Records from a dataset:
※

PR #2198, opened 2024-07-07
Publisher variables: change common/qr-code to common/qrcode

Alex-Jordan:
This follows up on #2194. It changes the correct publisher file element to use from `qr-code` to `qrcode`.

It does not deprecate `qr-code`. I could relatively easily do a one-off where someone's `common/qr-code/@image` would be recognized and used. I was hoping instead to have/make a general tool for retiring publication file elements and attributes, but it's too big of a project and I can't afford time on that.

`qr-code` was never actually in the publisher file, it was only "official" in that it was demonstrated in the sample article. And until yesterday's merge of #2194, even the documentation didn't direct people to `qr-code`. There was a `-announce` message but it was directly people to the bad documentation.

So it's not unreasonable to just end support ungracefully for `common/qr-code/@image`. But if you would prefer, I could do the one-off extended support right now.

### DIFF
--- a/doc/guide/publisher/publication-file.xml
+++ b/doc/guide/publisher/publication-file.xml
@@ -150,15 +150,15 @@
 
         <subsection xml:id="common-qrcode-image">
             <title>QR code image</title>
-            <idx><h>common option</h><h>qr-code</h></idx>
-            <idx><h>qr-code</h><h>common option</h></idx>
+            <idx><h>common option</h><h>qrcode</h></idx>
+            <idx><h>qrcode</h><h>common option</h></idx>
 
             <p>
                 QR codes for videos and interactive elements can have an image placed in their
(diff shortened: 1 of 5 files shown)


rbeezer:
Really nice!  Including using the new publisher variable Python routine, and fixing some typos.  ;-)

Yes, lets just view this as a "correction", not a "deprecation".

Would you be willing to make a -announce post?  You could quote the original announcement, explain the discrepancy, and say that "qrcode" won out.  Probably not very important to do this, so don't sweat it.  Or tell me to do it.

Thanks for picking this off while it was fresh.

Rob

rbeezer:
I've got a warning all figured out.  I'll add once at a keyboard.

rbeezer:
Appears as a deprecation warning, but that's OK.  See c599da56dfb9e18e84c381efeacd8ce04337d67a

PR #2200, opened 2024-07-07
LaTeX: restore parskip as well as parindent for parboxes

Alex-Jordan:
There is already a mechanism to restore the ambient `parindent` to when a `parbox` (or -like?) environment is used. This extends that to also restore the `parskip`.

For example, my projects tend to have zero `parindent` but then have a 0.5pc `parskip` to identify paragraph separation.


Alex-Jordan:
Yes, but I thought that was the situation with `\parindent` too. I didn't find that PTX sets it explicitly, yet this mechanism is here to recover it when needed. But are you saying this is only there because parboxes zero that out?

rbeezer:
> But are you saying this is only there because parboxes zero that out?

Yes, but `tcolorbox` really (at least how I think of it) .  And `parindent` is perhaps only to support customizations.

Merged!  And I added a follow-on commit to explain the reasons for these (I think).

PR #2201, opened 2024-07-08
Add tests to program schema

ascholerChemeketa:
I noticed that `<tests>` was missing from `<program>`.

Not sure if that should change the notation or implementation for `<input>`. `<input>` is only really optional if there are no `<tests>` in the program.

### DIFF
--- a/schema/pretext.xml
+++ b/schema/pretext.xml
@@ -1440,9 +1440,9 @@
                     attribute highlight-lines {text}?,
                     attribute interactive {"codelens"}?,
                     (
-                        element input {text} | text
-                    )
-                    element tests {text}?
+                        element input {text},
+                        element tests {text}?
+                    ) | text
                 }
             </code>
         </fragment>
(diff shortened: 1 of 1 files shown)


ascholerChemeketa:
@rbeezer Yell if you want me to add some kind of warning/error on a program with no input that has tests. If so I'll append it to this.

rbeezer:
This needed some changes, it had syntax errors (the pipe and the parentheses-grouping were mixed up, I think).  See corrected corrected version.  ;-)

Really appreciate the help with the schema, but perhaps we should get you set up with some of the tools to test contributions as they are created.

ascholerChemeketa:
Ahhh, looks like I was missing ( ) around my construct.

Yes, being able to test would likely increase my odds of offering helpful commits. :)

Installed what `schema/build.sh` appears to need but now getting assorted java errors - will bug you at a drop in.

PR #2204, opened 2024-07-10
Parsons runnable

ascholerChemeketa:
Complete, but likely in need of some cleanup based on @rbeezer advice.

Goes with https://github.com/RunestoneInteractive/rs/pull/500

Known questionable features:
* Schema attempt
* Modifications to text utils. They are in as separate commits. 
  * One fixes an issue I was running into where if you called count-length on an empty string it recursed forever.
  * Other is more drastic - it allows you to exempt the start or end of a string from newline removal in sanitize-text. Intent is to keep authored blank lines like this:
    ```
    <element-containing-text that is sanitized with @preserve-start>
  
      I clearly want 1 newline
    ```
    while removing the first one that you get by putting your content on a new line:
    ```
    <element-containing-text that is sanitized with @preserve-start>
      I do not want a newline
    ```
    The implementation does cause issues if you try to use it and you formatted your pretext with no newline for the content. If `preserve-start` is applied to this it will actually remove the first line:
    ```
    <element-containing-text that is sanitized with @preserve-start>This will go away because I format code like an animal
    ```
* `program-preamble` and `program-postamble` used to be inside `program`. But that meant I couldn't reuse the `Program` schema, so I moved them out of the program. Not sure if that is dumb or a good example of "let the schema guide you".
* Example uses a datafile, which is maybe wasteful. I wanted to make it clear you could use all the normal activecode attrs like datafile.


rbeezer:
First commit seems fine.

Second commit: checkout to this point, build sample article as HTML before and after checkout.  Lots of stuff goes away.  "Extra" author-provided LaTeX macros in almost every file.  But also huge chunks of code (entirely).   I cannot quickly see where the problem lies.

Suggestions:

* Can the runnable Parsons go in now, and fine-tuning blank lines be a seperate PR/process?  Maybe put recursion-halt on its own, too?
* I'd think some (much?) of this logic should go in the `trim-start-lines` and `trim-end` templates, not all in `santize-text`.  Keep the templates modular and on point.  You'll need to pass along the `preserve-` variables, which is unsightly and laborious, but right now I see that as the cost of keeping the logic itself clean.

ascholerChemeketa:
OK, sorry about that, I thought I was getting a clean diff.

I reduced this to only have the Parsons changes. Will do the text manipulation changes to enable blank lines as a separate PR.

ascholerChemeketa:
Ignore the scarry series of force-pushes. I had rebased onto https://github.com/PreTeXtBook/pretext/pull/2197 while testing and pushed that. Just rebased back to head of main.

rbeezer:
This was finished off at #2236.

PR #2211, opened 2024-07-18
name anonymously duplicate elements

### LINKED ISSUE #1993: update author guide for visual attribute
https://pretextbook.org/doc/guide/html/topic-url.html still says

※

EXERCISE INSTRUCTIONS.
Single out each line of the records above with the string "opened" in it, and copy it.

RESULT OF THE EXERCISE.
PR #2198, opened 2024-07-07
PR #2200, opened 2024-07-07
PR #2201, opened 2024-07-08
PR #2204, opened 2024-07-10
PR #2211, opened 2024-07-18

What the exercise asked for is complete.